Exercise aim: For the data that follows, report how many lines contain the word "builder", and nothing else.
___
PR #414, opened 2024-02-23
fix(visual-editor): canvas usability and placeholders [ALT-449]

chasepoirier:
## Purpose
A significant refactor on the approach to how canvas interactions work. New functionality in the root `mousemove` event handler is used to recursively enable the most deeply nested dropzone in relation to the mouse position.

This allows the canvas to properly disable all dropzones that are not being moused over, including the parent dropzones to a nested dropzone which previously caused issues with reparenting.

In addition, hitboxes are used to enable specific dropzones based on the mouse position. Ex. moving the mouse between two components should allow the user to drop the component between the components instead of inside one.

With this refactored approach, there is no longer a need to add expanded styles during drag resulting in a more consistent canvas between the drag states and the non drag states.

The positioning of component indicators (placeholders) while dragging has also been refactored to consistently be placed in the proper spot instead of overlapping elements on the canvas.

Lastly, small UI changes were made while dragging components on the canvas to reduce clutter.

https://github.com/contentful/experience-builder/assets/23040747/25dd5227-ae6a-432d-9a1d-5f8dba71f3e3

## Related Bug Tickets that should be resolved with this refactor

- https://contentful.atlassian.net/browse/ALT-449
- https://contentful.atlassian.net/browse/ALT-338
- https://contentful.atlassian.net/browse/ALT-353
- https://contentful.atlassian.net/browse/ALT-482
- https://contentful.atlassian.net/browse/ALT-318
- https://contentful.atlassian.net/browse/ALT-405
- https://contentful.atlassian.net/browse/ALT-335


packages/components/src/components/ContentfulContainer/ContentfulContainer.css
```diff
@@ -14,12 +15,14 @@
 
 .cf-container-wrapper {
   position: relative;
+  /* outline-offset: -1px;
+  outline: 2px solid var(--exp-builder-gray400); */
```
primeinteger, line 19: Smash that <kbd>_Delete_</kbd> button

packages/components/src/components/ContentfulContainer/ContentfulContainer.tsx
```diff
@@ -33,7 +33,7 @@ export const ContentfulContainer: React.FC<ContentfulContainerAsHyperlinkProps>
     return renderDropzone(node, {
       ['data-test-id']: 'contentful-container',
       id: 'ContentfulContainer',
-      className: combineClasses(className, 'defaultStyles'),
+      className: combineClasses('contentful-container', className),
```
primeinteger, line 36: Good find, looks like this class reverted back to the old value by accident

packages/visual-editor/src/components/Draggable/Placeholder.tsx
```diff
@@ -0,0 +1,180 @@
...
+  }
+  if (isSameZone && destinationIndex > sourceIndex) {
+    return { width, height, bottom: -height, left: -left };
+  }
+
+  if (isEnd) {
+    return { width, height, bottom: -height, left: -left };
+  }
+
+  return { width, height, top, left: -left };
```
primeinteger, line 114: I notice the returned objects are very similar in each branch here, so it could possibly be refactored to have a single return statement and conditional properties in the object like this:

```ts
const isNegativeTop = direction === 'horizontal' && (isSameZone && destinationIndex > sourceIndex || isEnd);
const isNegativeLeft = direction !== 'horizontal' && (isEmptyZone || isSameZone && destinationIndex > sourceIndex || isEnd);

const width = direction === 'horizontal' ? draggableSizes.width : dropzoneSizes.width;
const height = direction === 'horizontal' ? dropzoneSizes.height : draggableSizes.height;
const top = direction === 'horizontal' ? (dropzoneSizes.height - elementSizes.height) / 2 : -height;
const left = direction === 'horizontal' ? -width : (dropzoneSizes.width - elementSizes.width) / 2;

return {
  width,
  height,
  top: isNegativeTop ? -top : top,
  right: direction === 'horizontal' ? -width : undefined,
  bottom: direction !== 'horizontal' ? -height : undefined,
  left: isNegativeLeft ? -left : left,
};
```

packages/visual-editor/src/components/Dropzone/Dropzone.tsx
```diff
@@ -148,41 +79,47 @@ export function Dropzone({
...
+      return isHoveringZone;
+    }
+
+    const draggingParentIds = getZoneParents(draggedSourceId || '');
+
+    if (!draggingParentIds.length) {
+      if (isRootZone) {
+        return true;
+      }
+      return false;
```
primeinteger, line 98: Since this returns either way, you could revise it to `return isRootZone`

packages/visual-editor/src/components/VisualEditorRoot.tsx
```diff
@@ -7,11 +7,27 @@ import { OUTGOING_EVENTS } from '@contentful/experience-builder-core/constants';
...
+const findNearestDropzone = (element: HTMLElement) => {
+  const zoneId = element.getAttribute(CTFL_ZONE_ID);
+
+  if (!element.parentElement) {
+    return '';
+  }
+
+  if (element.tagName === 'BODY') {
+    return '';
+  }
```
primeinteger, line 22: What do you think about `return null` instead of `return ''` on these early returns?  This may be a nit pick but `null` seems more appropriate for representing the absence of a value

packages/visual-editor/src/components/VisualEditorRoot.tsx
```diff
@@ -7,11 +7,27 @@ import { OUTGOING_EVENTS } from '@contentful/experience-builder-core/constants';
 import { useInitializeEditor } from '@/hooks/useInitializeEditor';
 import { useEntityStore } from '@/store/entityStore';
 import { useEditorStore } from '@/store/editor';
+import { useZoneStore } from '@/store/zone';
+import { CTFL_ZONE_ID } from '@/types/constants';
+
+const findNearestDropzone = (element: HTMLElement) => {
```
primeinteger, line 13: Looking at the branch locally, it looks like this function's return type is being inferred as `any` - should the return type be explicitly added?

```suggestion
const findNearestDropzone = (element: HTMLElement): string | null => {
```

packages/visual-editor/src/hooks/useEditorSubscriber.ts
```diff
@@ -281,6 +281,7 @@ export function useEditorSubscriber() {
         }
         case INCOMING_EVENTS.ComponentDragStarted: {
           dragState.updateIsDragStartedOnParent(true);
+          setDraggingOnCanvas(true);
```
primeinteger, line 284: Testing this out locally, I really like this change to trigger the drag sooner (as soon as the card is picked up)

packages/visual-editor/src/components/Dropzone/styles.module.css
```diff
@@ -9,20 +9,8 @@
   transition: outline 0.2s;
 }
 
-.isExpanded {
-  min-height: 80px;
-}
```
primeinteger, line 14: Testing locally, it looks like it can be a little difficult to activate the dropzones inside of containers that are not very tall due to size of elements within.

For example adding a single line text component in a container, the hitboxes above and below the container on the root want to activate, making it harder to drop another component in the same container as the text component:

https://github.com/contentful/experience-builder/assets/8539634/2185a8bf-4d9a-4e14-b7a1-543b88ff45bd

primeinteger (approved):
Awesome work on this!  I really like the solution you came up with to address reparenting and this addresses an impressive number of bugs at the same time 🥵 👏

packages/visual-editor/src/components/Dropzone/styles.module.css
chasepoirier: Nice catch! I've noticed some similar scenarios that I'm going to try and address today.

I'm going to try to add conditional logic to hitboxes to address this instead of expanding elements during a drag which lead to some unintended side effects with reparenting

chasepoirier:
Another enhancement added to this PR; the ability to drop components into the whitespace below the canvas. See video for how it works with a footer outside of the canvas.

https://contentful.atlassian.net/browse/ALT-487

https://github.com/contentful/experience-builder/assets/23040747/bf3a6c04-2456-4f73-9ec5-c7104d050fd9

packages/visual-editor/src/components/Draggable/Placeholder.tsx
chasepoirier: Cleannnnn 🔥

packages/visual-editor/src/components/Dropzone/Dropzone.tsx
chasepoirier: Hah duh, this is funny now that I look at it again 🤣

packages/visual-editor/src/components/VisualEditorRoot.tsx
chasepoirier: Yeah good call here

packages/visual-editor/src/components/Dropzone/styles.module.css
chasepoirier: @primeinteger this will be done with a follow up ticket: https://contentful.atlassian.net/browse/ALT-504

PR #415, opened 2024-02-23
chore: add .npmrc file to gitignore

elylucas:
Git ignores a previously committed .npmrc file, which had a registry reference to install @contentful namespace packages from github. This would cause an issue for users outside of CTFL that don't have access to CTFL github packages and could accidentally install packages from github packages that were meant to be installed from npm.

### DIFF
--- a/.gitignore
+++ b/.gitignore
@@ -6,6 +6,7 @@ yarn-debug.log*
 yarn-error.log*
 pnpm-debug.log*
 lerna-debug.log*
+.npmrc
 
 node_modules
 build
--- a/.npmrc
+++ b/.npmrc
@@ -1,2 +1,0 @@
-//npm.pkg.github.com/:_authToken=${GITHUB_TOKEN}
-@contentful:registry=https://npm.pkg.github.com


ryunsong-contentful (approved):

Chaoste (changes requested):
Good call out. I wasn't aware of that when adding the file. I added it as we need it to publish new releases to the github registry. I would expect the CI to fail now in one of the release branch if this file was missing.
We could achieve this by adding the file inside the workflow step like [here](https://github.com/contentful/rich-text/blob/1fbcc367918c03ed6eea7bd9f36a859026ef8cfb/.circleci/config.yml#L19).

elylucas:
> Good call out. I wasn't aware of that when adding the file. Though, I added it as we need the config to publish new releases to the github registry. Probably, the CI would fail now in any of the release branch if this file was missing. We could make this work by adding the file inside the workflow step like [here](https://github.com/contentful/rich-text/blob/1fbcc367918c03ed6eea7bd9f36a859026ef8cfb/.circleci/config.yml#L19).

When you added the publishConfig to the package files should take care of publishing in CI: https://github.com/contentful/experience-builder/pull/354

Chaoste:
> > Good call out. I wasn't aware of that when adding the file. Though, I added it as we need the config to publish new releases to the github registry. Probably, the CI would fail now in any of the release branch if this file was missing. We could make this work by adding the file inside the workflow step like [here](https://github.com/contentful/rich-text/blob/1fbcc367918c03ed6eea7bd9f36a859026ef8cfb/.circleci/config.yml#L19).
> 
> When you added the publishConfig to the package files should take care of publishing in CI: #354

You're right that it already defines the correct registry but we also need to pass in the private github token with write access.

elylucas:
> > > Good call out. I wasn't aware of that when adding the file. Though, I added it as we need the config to publish new releases to the github registry. Probably, the CI would fail now in any of the release branch if this file was missing. We could make this work by adding the file inside the workflow step like [here](https://github.com/contentful/rich-text/blob/1fbcc367918c03ed6eea7bd9f36a859026ef8cfb/.circleci/config.yml#L19).
> > 
> > 
> > When you added the publishConfig to the package files should take care of publishing in CI: #354
> 
> You're right that it already defines the correct registry but we also need to pass in the private github token with write access.

Think you took care of that as well here: https://github.com/contentful/experience-builder/blob/development/.github/workflows/publish.yaml#L37

Im going to push this through and see what happens, as all our builds are failing due to it.

elylucas:
The publish step did fail on this PR, so I updated a new PR to get it working again: https://github.com/contentful/experience-builder/pull/441

Queenkaz (commented):
👏

PR #416, opened 2024-02-24
fix: update Image component to use existing cfHeight and cfWidth [ALT-488]

primeinteger:


primeinteger:
I'm going to switch back to using `cfImageWidth` and `cfImageHeight` after noticing the added complexity in the UI side of this. Having Image fiends separate from `cfWidth` and `cfHeight` will help with having different design fields for Image components as the behavior will be somewhat different than Structure component Height and Widths

PR #428, opened 2024-02-27
chore: bg image work and refactoring of transformers

elylucas:


packages/core/src/utils/transformers/media/transformMedia.ts
```diff
@@ -49,13 +55,15 @@ export const transformMedia = (
...
+        width as string,
         Number(quality),
         format as (typeof SUPPORTED_IMAGE_FORMATS)[number],
-      ).url;
+      );
     } catch (error) {
       console.error('Error transforming image asset', error);
     }
+  } else {
+    return getBoundValue(entityStore, binding, []);
```
primeinteger, line 66: I wonder adding early returns in the `if` and `else if` statements would improve readability.

Basically making the function body more like this psuedocode:
```ts
  if (variableName === 'cfImageAsset') {
    try {
      return getOptimizedImageAsset(...)
    } catch {
      console.error(...)
    }
  } else if (variableName === 'cfBackgroundImageUrl') {
    try {
      return getOptimizedBackgroundImageAsset(...)
    } catch {
      console.error(...)
    }
  }
  return getBoundValue(...)
  ```
  
  What are your thoughts?

File: packages/core/src/utils/transformers/media/getOptimizedImageUrl.ts [hunk 2]
```diff
@@ -0,0 +1,20 @@
...
+  quality?: number,
+  format?: string,
+) {
+  const params = new URLSearchParams();
+  if (width) {
+    params.append('w', width.toString());
+  }
+  if (quality && quality > 0 && quality !== 100) {
+    params.append('q', quality.toString());
+  }
```
primeinteger, line 13: Pass in quality = 200 for the top-secret CSI image enhancement feature ;)

packages/core/src/utils/transformers/media/getOptimizedBackgroundImageAsset.ts
```diff
@@ -1,50 +1,37 @@
 import { SUPPORTED_IMAGE_FORMATS } from '@/constants';
 import { OptimizedBackgroundImageAsset } from '@/types';
+import { getOptimizedImageUrl } from './getOptimizedImageUrl';
 import { AssetFile } from 'contentful';
 
 interface AssetFileWithRequiredImage extends AssetFile {
   details: Required<AssetFile['details']>;
 }
```
primeinteger, line 8: BTW, I noticed there's an `ImageFile` type in the `contentful` package that includes the types for `details` and `details.image`

packages/core/src/utils/transformers/media/getOptimizedBackgroundImageAsset.spec.ts
```diff
@@ -0,0 +1,88 @@
+import { beforeEach, describe, it, expect } from 'vitest';
+import { getOptimizedBackgroundImageAsset } from './getOptimizedBackgroundImageAsset';
+import { AssetFile } from 'contentful';
+
+let file: AssetFile;
```
primeinteger, line 5: If you switch this to using `ImageFile` instead you can remove the `!` from `file.details.image!` a few times below

primeinteger (approved):
I noticed there's a `ImageFile` type in the contentful package that might be better than using `AssetFile` in some places.  At least where `AssetFileWithRequiredImage` is used would be better to use `ImageFile`.

This all looks great and I like all the unit tests you added and cleaning up the all the commented out code. Good stuff!

packages/core/src/utils/transformers/media/getOptimizedBackgroundImageAsset.spec.ts
elylucas: Nice, I wasn't aware of `ImageFile`

packages/core/src/utils/transformers/media/transformMedia.ts
elylucas: Ya usually pretty good change

packages/core/src/utils/transformers/media/getOptimizedImageUrl.ts
elylucas: fine i'll add tests

packages/core/src/utils/transformers/media/getOptimizedBackgroundImageAsset.ts
elylucas: lies

packages/core/src/utils/transformers/media/getOptimizedBackgroundImageAsset.spec.ts
primeinteger: It turns out `ImageFile` in in a private types packages that's used in the web app.  Nevermind this idea

packages/core/src/utils/transformers/media/getOptimizedBackgroundImageAsset.ts
primeinteger: It turns out `ImageFile` in in a private types packages that's used in the web app.  Nevermind this idea

elylucas:
> I noticed there's a `ImageFile` type in the contentful package that might be better than using `AssetFile` in some places. At least where `AssetFileWithRequiredImage` is used would be better to use `ImageFile`.
> 
> Otherwise this all looks great and I like all the unit tests you added and cleaning up the all the commented out code. Good stuff!

Turns out ImageFile is not available in the `contentful` package, so sticking with what we got for now.

PR #433, opened 2024-02-28
fix: change default values for Image built in styles [ALT-488]

primeinteger:
## Purpose

Changing settings for some of the new Image component's built in styles


packages/core/src/definitions/styles.ts
```diff
@@ -164,26 +165,6 @@ export const builtInStyles: Partial<
     },
     description: 'hyperlink for section or container',
   },
-  cfImageFormat: {
```
elylucas, line 167: how come these went away?

elylucas (approved):
One question to perhaps educate me on the built in styles, but besides that lgtm!

packages/core/src/definitions/styles.ts
primeinteger: All the props in `builtInStyles` get added to all component definitions via `enrichComponentDefinition()` calling `applyBuiltInStyleDefinitions()`

Screenshot 2024-02-28 at 3 50 40 PM

With these props removed from `builtInStyles` we will no longer add these variables to all component definitions:

Screenshot 2024-02-28 at 3 52 37 PM

When the props are in `optionalBuiltInStyles`, they will only be added to components that specifically include them in the component definition array of `builtInStyles`

Screenshot 2024-02-28 at 3 56 11 PM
___
Finished exercise: 9